**Aim of the task:** Filter the entries for the word "that". Copy each line in which it occurs.
━━━ Extracted entries ━━━
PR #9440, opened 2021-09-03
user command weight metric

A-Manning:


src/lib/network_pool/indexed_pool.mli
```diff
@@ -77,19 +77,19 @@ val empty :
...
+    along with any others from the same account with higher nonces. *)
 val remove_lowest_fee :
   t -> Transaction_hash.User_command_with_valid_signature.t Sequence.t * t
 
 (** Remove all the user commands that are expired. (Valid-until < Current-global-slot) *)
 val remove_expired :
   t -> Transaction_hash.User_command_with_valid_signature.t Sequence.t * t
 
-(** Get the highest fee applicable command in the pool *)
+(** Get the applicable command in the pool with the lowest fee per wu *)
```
━━━
━━━ Extracted entries ━━━
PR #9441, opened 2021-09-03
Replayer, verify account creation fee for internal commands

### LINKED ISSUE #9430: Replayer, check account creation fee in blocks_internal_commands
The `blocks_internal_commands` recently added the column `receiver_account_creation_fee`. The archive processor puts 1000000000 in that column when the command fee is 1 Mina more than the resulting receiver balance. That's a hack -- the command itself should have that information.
━━━
━━━ Extracted entries ━━━
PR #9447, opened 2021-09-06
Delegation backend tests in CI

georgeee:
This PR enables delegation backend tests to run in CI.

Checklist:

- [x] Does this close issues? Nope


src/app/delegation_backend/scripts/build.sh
━━━
**Reply to the exercise:**
 (** Remove all the user commands that are expired. (Valid-until < Current-global-slot) *)
The `blocks_internal_commands` recently added the column `receiver_account_creation_fee`. The archive processor puts 1000000000 in that column when the command fee is 1 Mina more than the resulting receiver balance. That's a hack -- the command itself should have that information.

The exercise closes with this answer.